**What is required**
Among the lines below, count those with "constructed". Give only the number.
++++ Provided information ++++
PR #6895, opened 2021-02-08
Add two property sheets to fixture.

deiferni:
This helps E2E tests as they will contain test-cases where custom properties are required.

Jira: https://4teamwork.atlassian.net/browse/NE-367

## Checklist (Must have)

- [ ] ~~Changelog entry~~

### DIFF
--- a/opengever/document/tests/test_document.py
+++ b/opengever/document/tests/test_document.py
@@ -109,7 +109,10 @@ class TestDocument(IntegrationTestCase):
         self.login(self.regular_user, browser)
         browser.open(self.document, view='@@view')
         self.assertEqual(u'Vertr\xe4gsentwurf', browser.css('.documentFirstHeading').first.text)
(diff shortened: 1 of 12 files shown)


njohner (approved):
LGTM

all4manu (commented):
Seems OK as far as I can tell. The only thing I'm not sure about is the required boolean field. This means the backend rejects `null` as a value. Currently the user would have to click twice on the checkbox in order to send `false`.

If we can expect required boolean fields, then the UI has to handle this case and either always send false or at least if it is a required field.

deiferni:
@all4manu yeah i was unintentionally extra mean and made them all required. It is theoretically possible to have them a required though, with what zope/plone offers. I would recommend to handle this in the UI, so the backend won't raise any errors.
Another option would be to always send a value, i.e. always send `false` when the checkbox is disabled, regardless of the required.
++++
++++ Provided information ++++
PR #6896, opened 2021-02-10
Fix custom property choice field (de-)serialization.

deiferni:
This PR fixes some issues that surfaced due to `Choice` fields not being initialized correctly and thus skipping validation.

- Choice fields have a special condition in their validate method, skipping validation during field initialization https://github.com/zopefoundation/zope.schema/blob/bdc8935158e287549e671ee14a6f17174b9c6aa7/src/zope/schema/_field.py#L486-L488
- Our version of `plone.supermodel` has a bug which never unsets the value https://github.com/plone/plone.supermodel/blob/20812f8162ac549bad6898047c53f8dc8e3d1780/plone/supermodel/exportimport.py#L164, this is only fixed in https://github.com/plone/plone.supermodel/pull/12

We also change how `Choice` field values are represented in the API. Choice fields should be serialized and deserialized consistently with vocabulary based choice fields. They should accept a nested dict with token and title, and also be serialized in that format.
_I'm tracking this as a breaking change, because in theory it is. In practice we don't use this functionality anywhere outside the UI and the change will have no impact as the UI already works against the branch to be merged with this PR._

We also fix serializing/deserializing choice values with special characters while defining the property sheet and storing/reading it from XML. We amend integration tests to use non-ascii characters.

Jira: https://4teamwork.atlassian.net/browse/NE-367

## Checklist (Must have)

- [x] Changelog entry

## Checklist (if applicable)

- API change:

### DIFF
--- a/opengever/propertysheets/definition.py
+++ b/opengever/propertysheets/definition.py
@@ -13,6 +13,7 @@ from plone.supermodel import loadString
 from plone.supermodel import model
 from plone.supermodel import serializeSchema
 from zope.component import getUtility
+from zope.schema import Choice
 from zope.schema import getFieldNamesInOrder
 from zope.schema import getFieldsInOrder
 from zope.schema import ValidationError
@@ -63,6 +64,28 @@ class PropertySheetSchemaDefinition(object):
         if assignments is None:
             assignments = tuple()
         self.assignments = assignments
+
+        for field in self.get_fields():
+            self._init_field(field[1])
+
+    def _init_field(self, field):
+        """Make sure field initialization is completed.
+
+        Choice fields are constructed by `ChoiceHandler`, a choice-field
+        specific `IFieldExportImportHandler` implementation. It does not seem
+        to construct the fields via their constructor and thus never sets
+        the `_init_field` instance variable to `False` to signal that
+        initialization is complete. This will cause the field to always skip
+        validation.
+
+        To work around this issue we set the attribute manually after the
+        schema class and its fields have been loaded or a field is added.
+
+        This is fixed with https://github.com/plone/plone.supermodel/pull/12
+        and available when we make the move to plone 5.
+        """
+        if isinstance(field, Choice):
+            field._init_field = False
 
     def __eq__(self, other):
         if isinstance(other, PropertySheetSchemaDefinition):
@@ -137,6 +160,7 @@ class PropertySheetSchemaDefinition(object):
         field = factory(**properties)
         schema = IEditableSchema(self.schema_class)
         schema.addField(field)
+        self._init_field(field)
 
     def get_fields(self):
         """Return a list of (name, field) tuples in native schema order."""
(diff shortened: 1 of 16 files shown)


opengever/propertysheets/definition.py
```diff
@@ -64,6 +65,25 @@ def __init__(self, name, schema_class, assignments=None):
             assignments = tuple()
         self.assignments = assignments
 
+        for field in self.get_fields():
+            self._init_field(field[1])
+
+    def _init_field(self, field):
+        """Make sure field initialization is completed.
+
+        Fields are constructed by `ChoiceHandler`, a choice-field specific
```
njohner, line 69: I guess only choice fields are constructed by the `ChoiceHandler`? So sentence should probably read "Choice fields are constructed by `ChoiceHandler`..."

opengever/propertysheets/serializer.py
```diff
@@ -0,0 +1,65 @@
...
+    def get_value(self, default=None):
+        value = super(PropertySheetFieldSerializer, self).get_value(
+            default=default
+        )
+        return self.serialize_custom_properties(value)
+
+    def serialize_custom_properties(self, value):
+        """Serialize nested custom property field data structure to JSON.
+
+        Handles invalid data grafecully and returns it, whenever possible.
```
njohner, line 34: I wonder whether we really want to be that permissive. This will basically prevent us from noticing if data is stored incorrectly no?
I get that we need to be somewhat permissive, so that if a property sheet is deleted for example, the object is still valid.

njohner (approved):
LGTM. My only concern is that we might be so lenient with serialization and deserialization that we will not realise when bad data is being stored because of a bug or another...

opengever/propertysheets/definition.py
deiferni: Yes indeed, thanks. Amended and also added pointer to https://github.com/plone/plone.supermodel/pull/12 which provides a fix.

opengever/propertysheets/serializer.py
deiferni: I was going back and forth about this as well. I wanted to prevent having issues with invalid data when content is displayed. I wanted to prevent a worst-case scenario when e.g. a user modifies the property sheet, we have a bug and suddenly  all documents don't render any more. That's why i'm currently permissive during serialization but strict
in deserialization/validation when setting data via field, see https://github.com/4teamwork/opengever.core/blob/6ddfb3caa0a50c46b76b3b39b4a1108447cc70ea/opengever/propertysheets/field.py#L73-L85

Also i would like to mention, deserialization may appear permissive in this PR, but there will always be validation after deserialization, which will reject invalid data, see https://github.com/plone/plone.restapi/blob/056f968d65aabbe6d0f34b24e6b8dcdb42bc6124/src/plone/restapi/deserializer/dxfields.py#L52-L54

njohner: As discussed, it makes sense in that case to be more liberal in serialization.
++++
**Expected answer**
3